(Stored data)

■ ■ ■ ■

PR #2888, opened 2026-06-03
[CI]: pull skopeo_cidev image from ghcr instead of quay

timcoding1988:
The skopeo_cidev image is built and published from the podman-container-tools/automation repo to
ghcr.io/podman-container-tools/skopeo_cidev.
addressed issue: https://github.com/podman-container-tools/automation/issues/9

### DIFF
--- a/.github/workflows/ci.yml
+++ b/.github/workflows/ci.yml
@@ -33,7 +33,7 @@ jobs:
     runs-on: cncf-ubuntu-4-16-x86
     timeout-minutes: 45
     container:
-      image: quay.io/libpod/skopeo_cidev:c20260310t170224z-f43f42d14 # FIXME: Should be Renovate-managed.
+      image: ghcr.io/podman-container-tools/skopeo_cidev:20260603t174659z # FIXME: Should be Renovate-managed.
     steps:
       - uses: actions/checkout@df4cb1c069e1874edd31b4311f1884172cec0e10  # v6.0.3
         with:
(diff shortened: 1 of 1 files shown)


.github/workflows/ci.yml
```diff
@@ -33,7 +33,7 @@ jobs:
     runs-on: oracle-vm-4cpu-16gb-x86-64
     timeout-minutes: 45
     container:
-      image: quay.io/libpod/skopeo_cidev:c20260310t170224z-f43f42d14 # FIXME: Should be Renovate-managed.
+      image: ghcr.io/podman-container-tools/skopeo_cidev:20260603t174659z # FIXME: Should be Renovate-managed.
```
timcoding1988, line 36: @Luap99  1. ~~need set this image to public (i guess same as the image we published at quay.io)~~
2. do we need to migrate https://github.com/containers/automation/blob/main/renovate/defaults.json5 to new automation repo or we should make the change at /containers/automation ?

Luap99 (approved):
LGTM
cc @mtrmac

mtrmac (approved):
Thank you!

.github/workflows/ci.yml
Luap99: I think we should make a new renovate config in the new automation repo
https://github.com/podman-container-tools/podman/issues/28831

FWIW renovate defaults already picked that up as valid container image in the dashboard so no config changes needed and I think the comment can be dropped but I guess we better wait for the next time we do updates.
https://github.com/podman-container-tools/skopeo/issues/1782
https://developer.mend.io/github/podman-container-tools/skopeo

PR #2892, opened 2026-06-08
Add support for manifest list signature removal and sparse manifest list stripping

### LINKED ISSUE #2882: skopeo copy --multi-arch with specific platforms fails with "blob unknown to registry" when manifest list contains other platforms
Description

When using skopeo copy with --multi-arch "linux/amd64,linux/arm64" to copy only specific platforms from a multi-arch image, the command fails with blob unknown to registry error. The issue appears to be that the manifest list still references other platforms (e.g., linux/386, linux/arm/v7) that were not uploaded to the destination registry.

Steps to Reproduce

Source image is a multi-arch manifest list containing multiple platforms:

bash
skopeo inspect docker://registry.k8s.io/pause:3.9 --raw | jq '.manifests[].platform'
Output shows platforms: linux/amd64, linux/arm64, linux/386, linux/arm/v7, etc.

Attempt to copy only linux/amd64 and linux/arm64 platforms:

bash
skopeo copy \
--multi-arch "linux/amd64,linux/arm64" \
--src-tls-verify=false \
--dest-tls-verify=false \
docker://registry.k8s.io/pause:3.9 \
docker://myregistry.com/registry.k8s.io/pause:3.9
Error occurs:

text
FATA[0001] Uploading manifest list failed, attempted the following formats:
application/vnd.docker.distribution.manifest.list.v2+json(uploading manifest 3.9 to myregistry.com/registry.k8s.io/pause: blob unknown to registry),
application/vnd.oci.image.index.v1+json(uploading manifest 3.9 to myregistry.com/registry.k8s.io/pause: blob unknown to registry)
Expected Behavior

When specifying --multi-arch "linux/amd64,linux/arm64", skopeo should:

Download only the specified platform images

Create a new manifest list containing ONLY these platforms

Successfully push the filtered manifest list to the destination registry

Actual Behavior

skopeo attempts to push the original manifest list (containing all platforms) to the destination registry, but the blobs for unspecified platforms (e.g., linux/386, linux/arm/v7) don't exist in the destination, causing blob unknown errors.

Root Cause Analysis

Based on code inspection (parseMultiArch function in cmd/skopeo/copy.go), when --multi-arch "linux/amd64,linux/arm64" is provided:

go
case "linux/amd64,linux/arm64":
return copy.CopySpecificImages, platforms, nil
The function correctly returns CopySpecificImages with platform filters. However, when building the manifest list for upload, skopeo appears to preserve the original manifest list structure instead of creating a filtered one that excludes unspecified platforms.

skopeo version: 1.23.0

aguidirh:
## Summary

This PR introduces two new flags for the `skopeo copy` command to provide more granular control over multi-architecture image copying:

- `--remove-list-signatures`: Removes only the manifest list signature while preserving per-instance signatures
- `--strip-sparse-manifest-list`: Strips missing instances from manifest lists when copying specific platforms

Relates to #2882 

## Motivation

When copying multi-architecture images with platform-specific selections, users currently face two challenges:

1. The `--remove-signatures` flag removes ALL signatures (both manifest list and per-instance), but sometimes users only want to remove the manifest list signature
2. Some registries don't support sparse manifest lists (manifest lists with missing instances), requiring users to strip the non-copied instances

### New Flags

**`--remove-list-signatures`**
- Removes only the manifest list signature while preserving per-instance signatures
- Provides finer control than `--remove-signatures`
- If both flags are specified, `--remove-signatures` takes precedence

**`--strip-sparse-manifest-list`**
- Strips missing instances from manifest lists when copying only a subset of platforms
- Useful for registries that don't support sparse manifest lists
- Requires explicit signature removal using either `--remove-signatures` or `--remove-list-signatures`
- The operation will fail if signatures are present and not explicitly removed

### Documentation

- Updated `docs/skopeo-copy.1.md` with flag descriptions and usage examples
- Added example showing how to copy specific platforms with sparse list stripping

### Tests

- Added `TestCopyPlatformListWithStripSparse` integration test
- Updated `TestSharedCopyOptionsCopyOptions` unit tests to cover new flags

## Test Plan

- [ ] Unit tests pass: `make test-unit-local`
- [ ] Integration tests pass: `make test-integration-local`
- [ ] Validation passes: `make validate-local`
- [ ] Documentation validation passes: `make validate-docs`

## Example Usage

Copy specific platforms and strip the sparse manifest list:
```bash
skopeo copy --multi-arch=linux/amd64,linux/arm64 \
  --strip-sparse-manifest-list \
  --remove-list-signatures \
  docker://quay.io/skopeo/stable:latest \
  docker://registry.example.com/skopeo:latest
```

Remove only manifest list signatures:
```bash
skopeo copy --multi-arch=linux/amd64,linux/arm64 \
  --remove-list-signatures \
  docker://quay.io/skopeo/stable:latest \
  docker://registry.example.com/skopeo:latest
```

### DIFF
--- a/cmd/skopeo/copy.go
+++ b/cmd/skopeo/copy.go
@@ -20,22 +20,23 @@ import (
 )
 
 type copyOptions struct {
-	global              *globalOptions
-	deprecatedTLSVerify *deprecatedTLSVerifyOption
-	srcImage            *imageOptions
-	destImage           *imageDestOptions
-	retryOpts           *retry.Options
-	copy                *sharedCopyOptions
-	additionalTags      []string                  // For docker-archive: destinations, in addition to the name:tag specified as destination, also add these
-	signIdentity        string                    // Identity of the signed image, must be a fully specified docker reference
-	digestFile          string                    // Write digest to this file
-	quiet               bool                      // Suppress output information when copying images
-	all                 bool                      // Copy all of the images if the source is a list
-	multiArch           commonFlag.OptionalString // How to handle multi architecture images
-	encryptLayer        []int                     // The list of layers to encrypt
-	encryptionKeys      []string                  // Keys needed to encrypt the image
-	decryptionKeys      []string                  // Keys needed to decrypt the image
-	imageParallelCopies uint                      // Maximum number of parallel requests when copying images
+	global                *globalOptions
+	deprecatedTLSVerify   *deprecatedTLSVerifyOption
+	srcImage              *imageOptions
+	destImage             *imageDestOptions
+	retryOpts             *retry.Options
+	copy                  *sharedCopyOptions
+	additionalTags        []string                  // For docker-archive: destinations, in addition to the name:tag specified as destination, also add these
+	signIdentity          string                    // Identity of the signed image, must be a fully specified docker reference
+	digestFile            string                    // Write digest to this file
+	quiet                 bool                      // Suppress output information when copying images
+	all                   bool                      // Copy all of the images if the source is a list
+	multiArch             commonFlag.OptionalString // How to handle multi architecture images
+	encryptLayer          []int                     // The list of layers to encrypt
+	encryptionKeys        []string                  // Keys needed to encrypt the image
+	decryptionKeys        []string                  // Keys needed to decrypt the image
+	imageParallelCopies   uint                      // Maximum number of parallel requests when copying images
+	stripRemovedPlatforms bool                      // Strip platforms not selected for copy when using --multi-arch with a platform list
 }
 
 func copyCmd(global *globalOptions) *cobra.Command {
@@ -85,6 +86,7 @@ See skopeo(1) section "IMAGE NAMES" for the expected format
 	flags.IntSliceVar(&opts.encryptLayer, "encrypt-layer", []int{}, "*Experimental* the 0-indexed layer indices, with support for negative indexing (e.g. 0 is the first layer, -1 is the last layer)")
 	flags.StringSliceVar(&opts.decryptionKeys, "decryption-key", []string{}, "*Experimental* key needed to decrypt the image")
 	flags.UintVar(&opts.imageParallelCopies, "image-parallel-copies", 0, "Maximum number of image layers to be copied (pulled/pushed) simultaneously. Not setting this field will fall back to containers/image defaults.")
+	flags.BoolVar(&opts.stripRemovedPlatforms, "strip-removed-platforms", false, "Strip removed platforms when copying specific platforms (requires signature removal)")
 	return cmd
 }
 
@@ -257,6 +259,11 @@ func (opts *copyOptions) run(args []string, stdout io.Writer) (retErr error) {
 	copyOpts.OciEncryptConfig = encConfig
 	copyOpts.MaxParallelDownloads = opts.imageParallelCopies
 	copyOpts.ForceCompressionFormat = opts.destImage.forceCompressionFormat
+	if opts.stripRemovedPlatforms {
+		copyOpts.SparseManifestListAction = copy.StripSparseManifestList
+	} else {
+		copyOpts.SparseManifestListAction = copy.KeepSparseManifestList
+	}
 
 	return retry.IfNecessary(ctx, func() error {
 		manifestBytes, err := copy.Image(ctx, policyContext, destRef, srcRef, copyOpts)
--- a/cmd/skopeo/utils.go
+++ b/cmd/skopeo/utils.go
@@ -332,6 +332,7 @@ func (opts *imageDestOptions) warnAboutIneffectiveOptions(destTransport types.Im
 // sharedCopyOptions collects CLI flags that affect copying images, currently shared between the copy and sync commands.
 type sharedCopyOptions struct {
 	removeSignatures         bool                      // Do not copy signatures from the source image
+	removeListSignatures     bool                      // Do not copy manifest list signatures (preserves per-instance signatures)
 	signByFingerprint        string                    // Sign the image using a GPG key with the specified fingerprint
 	signBySequoiaFingerprint string                    // Sign the image using a Sequoia-PGP key with the specified fingerprint
 	signBySigstoreParamFile  string                    // Sign the image using a sigstore signature per configuration in a param file
@@ -346,6 +347,7 @@ func sharedCopyFlags() (pflag.FlagSet, *sharedCopyOptions) {
 	opts := sharedCopyOptions{}
 	fs := pflag.FlagSet{}
 	fs.BoolVar(&opts.removeSignatures, "remove-signatures", false, "Do not copy signatures from source")
+	fs.BoolVar(&opts.removeListSignatures, "remove-list-signatures", false, "Do not copy manifest list signatures (preserves per-instance signatures)")
 	fs.StringVar(&opts.signByFingerprint, "sign-by", "", "Sign the image using a GPG key with the specified `FINGERPRINT`")
 	fs.StringVar(&opts.signBySequoiaFingerprint, "sign-by-sq-fingerprint", "", "Sign the image using a Sequoia-PGP key with the specified `FINGERPRINT`")
 	fs.StringVar(&opts.signBySigstoreParamFile, "sign-by-sigstore", "", "Sign the image using a sigstore parameter file at `PATH`")
@@ -366,6 +368,10 @@ func (opts *sharedCopyOptions) copyOptions(stdout io.Writer) (*copy.Options, fun
 			return nil, nil, err
 		}
 		manifestType = mt
+	}
+
+	if opts.removeSignatures && opts.removeListSignatures {
+		return nil, nil, fmt.Errorf("Only one of --remove-signatures and --remove-list-signatures can be specified")
 	}
 
 	// c/image/copy.Image does allow creating both simple signing and sigstore signatures simultaneously,
@@ -453,6 +459,7 @@ func (opts *sharedCopyOptions) copyOptions(stdout io.Writer) (*copy.Options, fun
 	succeeded = true
 	return &copy.Options{
 		RemoveSignatures:                 opts.removeSignatures,
+		RemoveListSignatures:             opts.removeListSignatures,
 		Signers:                          signers,
 		SignBy:                           opts.signByFingerprint,
 		SignPassphrase:                   passphrase,
--- a/docs/skopeo-copy.1.md
+++ b/docs/skopeo-copy.1.md
@@ -97,6 +97,16 @@ Suppress output information when copying images.
 
 Do not copy signatures, if any, from _source-image_. Necessary when copying a signed image to a destination which does not support signatures.
 
+**--remove-list-signatures**
+
+Do not copy the manifest list signature while preserving per-instance signatures. This provides more granular control than **--remove-signatures**, which removes all signatures.
+
+**--strip-removed-platforms**
+
+When copying only a subset of platforms from a multi-architecture image (using **--multi-arch** with a platform list), write a manifest list containing only the copied platforms, instead of leaving entries that refer to per-platform images not present in the destination. This is useful for registries that reject manifest lists containing references to missing images.
+
+Note: This option requires signatures to be removed using either **--remove-signatures** or **--remove-list-signatures**, as stripping instances invalidates the manifest list signature and changes the manifest list digest. The operation will fail if signatures are present and not explicitly removed.
+
 **--sign-by** _key-id_
 
 Add a “simple signing” signature using that key ID for an image name corresponding to _destination-image_
@@ -271,6 +281,11 @@ $ skopeo copy --sign-by dev@example.com containers-storage:example/busybox:strea
 To copy only specific platforms from a multi-architecture image (creates a sparse manifest list):
 ```console
 $ skopeo copy --multi-arch=linux/amd64,linux/arm64 docker://quay.io/skopeo/stable:latest docker://registry.example.com/skopeo:latest
+```
+
+To copy specific platforms and strip the sparse manifest list (for registries that don't support sparse lists):
+```console
+$ skopeo copy --multi-arch=linux/amd64,linux/arm64 --strip-removed-platforms --remove-list-signatures docker://quay.io/skopeo/stable:latest docker://registry.example.com/skopeo:latest
 ```
 
 To encrypt an image:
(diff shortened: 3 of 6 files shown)


aguidirh:
Hi @mtrmac,

I added the `--remove-list-signatures` to the sync command because I see a scenario where people would like to sync the repos where the signature of the manifest list is not present in source. 

I did not add the `--strip-sparse-manifest-list` to the sync because I saw the sync command always pull and push everything, so I did not see a reason to add this flag.

Please let me know what you think about it.

mtrmac:
> I added the `--remove-list-signatures` to the sync command because I see a scenario where people would like to sync the repos where the signature of the manifest list is not present in source.

\*shrug\* I don’t see a _strong reason_ to think users want that feature individually, but it’s easier / more consistent to implement that way, so, why not.

> I did not add the `--strip-sparse-manifest-list` to the sync because I saw the sync command always pull and push everything, so I did not see a reason to add this flag.

Yeah, we’d have to move all of the `--multi-arch` option to be shared between `copy` and `sync`. That would also be fine, but more work, and really if users are motivated to use `oc-mirror` instead of `skopeo sync`, I think that’s the better outcome for everyone.

(ACK to the general structure from a very brief skim, I’ll try to do a more careful review soonish.)

integration/copy_test.go
```diff
@@ -204,6 +204,26 @@ func (s *copySuite) TestCopyWithPlatformList() {
...
+	require.NoError(t, err)
+	mimeType := manifest.GuessMIMEType(readManifest)
+	assert.Equal(t, "application/vnd.docker.distribution.manifest.list.v2+json", mimeType)
+
+	// Verify that we still have 2 platform manifests (manifest list + 2 platforms = 3 manifest files)
+	manifestFiles, err := filepath.Glob(filepath.Join(dir1, "*manifest.json"))
+	require.NoError(t, err)
+	assert.Equal(t, 3, len(manifestFiles), "Expected manifest list + 2 platform manifests after stripping")
+}
+
```
TomSweeneyRedHat, line 250: It would be good to have a test that calls both --remove-list-signatures and --remove-signatures to make sure all get wiped.

TomSweeneyRedHat: It might also be good to have a test to make sure --strip-sparse-manifest-list fails without a --remove*signatures option

TomSweeneyRedHat:
@aguidirh looks like you need to update the branch.

TomSweeneyRedHat:
Changes LGTM overall.

docs/skopeo-copy.1.md
```diff
@@ -97,6 +97,16 @@ Suppress output information when copying images.
 
 Do not copy signatures, if any, from _source-image_. Necessary when copying a signed image to a destination which does not support signatures.
 
+**--remove-list-signatures**
+
+Remove only the manifest list signature while preserving per-instance signatures. This provides more granular control than **--remove-signatures**, which removes all signatures. If **--remove-signatures** is also specified, it takes precedence.
+
+**--strip-sparse-manifest-list**
+
+When copying only a subset of platforms from a multi-architecture image (using **--multi-arch** with a platform list or index-only), strip the non-copied instances from the destination manifest list instead of creating a sparse manifest list. This is useful for registries that don't support sparse manifest lists.
```
mtrmac: Do we need to explain “sparse manifest list” here? Or perhaps this could descriptively talk about a manifest list referring to non-existent per-platform images, without naming that.

docs/skopeo-copy.1.md
```diff
@@ -97,6 +97,16 @@ Suppress output information when copying images.
...
+
+Note: This option requires signatures to be removed using either **--remove-signatures** or **--remove-list-signatures**, as stripping instances invalidates the manifest list signature. The operation will fail if signatures are present and not explicitly removed.
```
mtrmac: … and it changes the manifest list digest.

cmd/skopeo/copy.go
```diff
@@ -85,6 +86,7 @@ See skopeo(1) section "IMAGE NAMES" for the expected format
 	flags.IntSliceVar(&opts.encryptLayer, "encrypt-layer", []int{}, "*Experimental* the 0-indexed layer indices, with support for negative indexing (e.g. 0 is the first layer, -1 is the last layer)")
 	flags.StringSliceVar(&opts.decryptionKeys, "decryption-key", []string{}, "*Experimental* key needed to decrypt the image")
 	flags.UintVar(&opts.imageParallelCopies, "image-parallel-copies", 0, "Maximum number of image layers to be copied (pulled/pushed) simultaneously. Not setting this field will fall back to containers/image defaults.")
+	flags.BoolVar(&opts.stripSparseManifestList, "strip-sparse-manifest-list", false, "Strip missing instances from manifest lists when copying specific platforms (requires signature removal)")
```
mtrmac: Hum. `strip-{removed, missing}-platforms`? We don’t _hide_ the concept of manifest lists but users might not really care at this level of detail — and the naming difference between schema2 “manifest list” and OCI “image index” makes it a bit awkward.

cmd/skopeo/utils.go
```diff
@@ -453,6 +455,7 @@ func (opts *sharedCopyOptions) copyOptions(stdout io.Writer) (*copy.Options, fun
 	succeeded = true
 	return &copy.Options{
 		RemoveSignatures:                 opts.removeSignatures,
+		RemoveListSignatures:             opts.removeListSignatures,
```
mtrmac, line 462: Non-blocking: This function could reject calls with both `--remove-signatures --remove-list-signatures` set.

cmd/skopeo/utils.go
```diff
@@ -346,6 +347,7 @@ func sharedCopyFlags() (pflag.FlagSet, *sharedCopyOptions) {
 	opts := sharedCopyOptions{}
 	fs := pflag.FlagSet{}
 	fs.BoolVar(&opts.removeSignatures, "remove-signatures", false, "Do not copy signatures from source")
+	fs.BoolVar(&opts.removeListSignatures, "remove-list-signatures", false, "Remove manifest list signatures only (preserves per-instance signatures)")
```
mtrmac: `s/Remove/Do not copy/` to make it clearer the source is not affected. Also in the man page.

docs/skopeo-copy.1.md
```diff
@@ -97,6 +97,16 @@ Suppress output information when copying images.
 
 Do not copy signatures, if any, from _source-image_. Necessary when copying a signed image to a destination which does not support signatures.
 
+**--remove-list-signatures**
+
+Remove only the manifest list signature while preserving per-instance signatures. This provides more granular control than **--remove-signatures**, which removes all signatures. If **--remove-signatures** is also specified, it takes precedence.
```
mtrmac: I think `--remove-signatures --remove-list-signatures` indicates a confused user, so I’d mildly prefer not promising to accept such inputs. (Also in the `.sync.1.` copy.)

integration/copy_test.go
```diff
@@ -204,6 +204,26 @@ func (s *copySuite) TestCopyWithPlatformList() {
...
+	// Copy specific platforms and strip sparse manifest list
+	assertSkopeoSucceeds(t, "", "copy", "--retry-times", "3", "--multi-arch=linux/amd64,linux/arm64",
+		"--strip-sparse-manifest-list", "--remove-list-signatures", knownListImage, "dir:"+dir1)
+
+	manifestPath := filepath.Join(dir1, "manifest.json")
+	readManifest, err := os.ReadFile(manifestPath)
+	require.NoError(t, err)
+	mimeType := manifest.GuessMIMEType(readManifest)
+	assert.Equal(t, "application/vnd.docker.distribution.manifest.list.v2+json", mimeType)
```
mtrmac, line 231: This does not actually test the stripping behavior. Ensure that one of the other platforms is not mentioned, perhaps.

docs/skopeo-copy.1.md
mtrmac: With `index-only`, the copy would actually fail with `requested operation filtered out all platforms and would create an empty image`, so that does not need mentioning here.

mtrmac (commented):
Thanks!

As usual, naming things tends to be the hardest part :)

integration/copy_test.go
aguidirh: > It would be good to have a test that calls both --remove-list-signatures and --remove-signatures to make sure all get wiped.

Do you mean testing each flag isolated? Or testing both of them together? 

According to @mtrmac [comment](https://github.com/podman-container-tools/skopeo/pull/2892#discussion_r3395309688) both flags shouldn't be used together.

docs/skopeo-copy.1.md
aguidirh: Implemented on [77a8fef5](https://github.com/aguidirh/skopeo/commit/77a8fef5).

docs/skopeo-copy.1.md
aguidirh: Implemented on [da893d51](https://github.com/aguidirh/skopeo/commit/da893d51).

cmd/skopeo/copy.go
aguidirh: Implemented on [4937c9a0](https://github.com/aguidirh/skopeo/commit/4937c9a0).

cmd/skopeo/utils.go
aguidirh: Implemented on [d5d3ab84](https://github.com/aguidirh/skopeo/commit/d5d3ab84).

cmd/skopeo/utils.go
aguidirh: Implemented on [df578335](https://github.com/aguidirh/skopeo/commit/df578335).

docs/skopeo-copy.1.md
aguidirh: Implemented on [22beab50](https://github.com/aguidirh/skopeo/commit/22beab50).

integration/copy_test.go
aguidirh: Implemented on [3c52c385](https://github.com/aguidirh/skopeo/commit/3c52c385).

docs/skopeo-copy.1.md
aguidirh: Implemented on [fbcc8239](https://github.com/aguidirh/skopeo/commit/fbcc8239).

aguidirh:
@mtrmac are these tests flakies? 

Because `make test-integration-local` is passing on my localhost.

integration/copy_test.go
aguidirh: > It would be good to have a test that calls both --remove-list-signatures and --remove-signatures to make sure all get wiped.

Skipped — went with mtrmac's suggestion to reject both flags together instead. Implemented on [d5d3ab84](https://github.com/aguidirh/skopeo/commit/d5d3ab84).

aguidirh: > It might also be good to have a test to make sure --strip-sparse-manifest-list fails without a --remove*signatures option

Implemented on [4646b190](https://github.com/aguidirh/skopeo/commit/4646b190).

mtrmac:
> @mtrmac are these tests flakies?

The same, newly added, test is failing in all three runs, I think this very likely to be legitimate.

I guess, but did not verify, that the image is not signed, so that error path does not engage. I’m not very sure what `TestCopyPlatformListStripRemovedPlatformsFailsWithoutSignatureRemoval` is supposed to verify — but maybe using `--preserve-digests` instead of relying on a signature would trigger the same “we can’t modify the manifest list” error path.

> Because `make test-integration-local` is passing on my localhost.

I think most tests there are skipped without `SKOPEO_CONTAINER_TESTS` (and enabling that outside of a non-confined VM might be a bad idea).

cmd/skopeo/utils.go
```diff
@@ -368,6 +370,10 @@ func (opts *sharedCopyOptions) copyOptions(stdout io.Writer) (*copy.Options, fun
 		manifestType = mt
 	}
 
+	if opts.removeSignatures && opts.removeListSignatures {
+		return nil, nil, fmt.Errorf("Only one of --remove-signatures and --remove-list-signatures can be specified")
```
mtrmac, line 374: Non-blocking: covering this in unit tests wouldn’t hurt.

mtrmac (commented):
Thanks! LGTM apart from the failing `TestCopyPlatformListStripRemovedPlatformsFailsWithoutSignatureRemoval`

lsm5:
@aguidirh needs rebase

aguidirh:
> Thanks! LGTM apart from the failing `TestCopyPlatformListStripRemovedPlatformsFailsWithoutSignatureRemoval`

Sorry for the delay, I will have a look on the tests failing at some point next week.

cmd/skopeo/utils.go
aguidirh: Fixed at [a868c4bb](https://github.com/aguidirh/skopeo/commit/a868c4bb1c075a214304e924cb07f92a7e1354a0).

aguidirh:
@mtrmac I just fixed the tests that were failing and I also submitted one commit adding the mutually exclusive test tags `--remove-signatures` and `--remove-list-signatures`.

Please let me know if there is something else to be done on this PR or if I should squash the commits.

integration/copy_test.go
```diff
@@ -204,6 +204,58 @@ func (s *copySuite) TestCopyWithPlatformList() {
...
+	assert.Contains(t, destPlatforms, "linux/arm64")
+	assert.NotContains(t, destPlatforms, strippedPlatform)
+
+	// Verify that we still have 2 platform manifests (manifest list + 2 platforms = 3 manifest files)
+	manifestFiles, err := filepath.Glob(filepath.Join(dir1, "*manifest.json"))
+	require.NoError(t, err)
+	assert.Equal(t, 3, len(manifestFiles), "Expected manifest list + 2 platform manifests after stripping")
+}
+
+func (s *copySuite) TestCopyPlatformListStripRemovedPlatformsFailsWithoutSignatureRemoval() {
```
mtrmac: I think using `--preserve-digests` in this test is perfectly fine, except that the test name now does not match.

mtrmac (commented):
Thanks!

One last nit; please squash the commits.

integration/copy_test.go
aguidirh: Commits squashed and suggestion above Fixed at [51566c51](https://github.com/aguidirh/skopeo/commit/51566c51b2e9b3dc6d8a529c02e7768747ac4fff).

aguidirh: [R251](https://github.com/podman-container-tools/skopeo/pull/2892/changes/51566c51b2e9b3dc6d8a529c02e7768747ac4fff#diff-cfa83c143f87f771f02bd65068a38a7a7c15b404cee618f0aa74673ff7f2052bR251).

aguidirh:
@mtrmac I believe the test failing is a flaky test, because I won't renamed the Test for something else and squashed the commits.

mtrmac (approved):

mtrmac:
Thanks!

PR #2902, opened 2026-06-25
docs: include examples for --command-timeout duration format

Rolv-Apneseth:
I recently came across this flag while looking into a different issue and just thought it could use some clarification on what format the duration should be given in. These small examples should make it immediately clear to users.


mtrmac (approved):
Thank you!

Rolv-Apneseth:
No problem!

PR #2908, opened 2026-07-07
Use `go.yaml.in/yaml/v3` instead of `gopkg.in/yaml.v3`

mtrmac:
`gopkg.in/yaml.v3` is unmaintained; `go.yaml.in/yaml/v3` is the current maintained version.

■ ■ ■ ■

## WORK TASK
Could you return exactly the stretch of the data above that starts at the line with "remove the manifest list signature" and ends at the line with "cover new flags", both lines included?

## ANSWER TO THE EXERCISE
1. The `--remove-signatures` flag removes ALL signatures (both manifest list and per-instance), but sometimes users only want to remove the manifest list signature
2. Some registries don't support sparse manifest lists (manifest lists with missing instances), requiring users to strip the non-copied instances

### New Flags

**`--remove-list-signatures`**
- Removes only the manifest list signature while preserving per-instance signatures
- Provides finer control than `--remove-signatures`
- If both flags are specified, `--remove-signatures` takes precedence

**`--strip-sparse-manifest-list`**
- Strips missing instances from manifest lists when copying only a subset of platforms
- Useful for registries that don't support sparse manifest lists
- Requires explicit signature removal using either `--remove-signatures` or `--remove-list-signatures`
- The operation will fail if signatures are present and not explicitly removed

### Documentation

- Updated `docs/skopeo-copy.1.md` with flag descriptions and usage examples
- Added example showing how to copy specific platforms with sparse list stripping

### Tests

- Added `TestCopyPlatformListWithStripSparse` integration test
- Updated `TestSharedCopyOptionsCopyOptions` unit tests to cover new flags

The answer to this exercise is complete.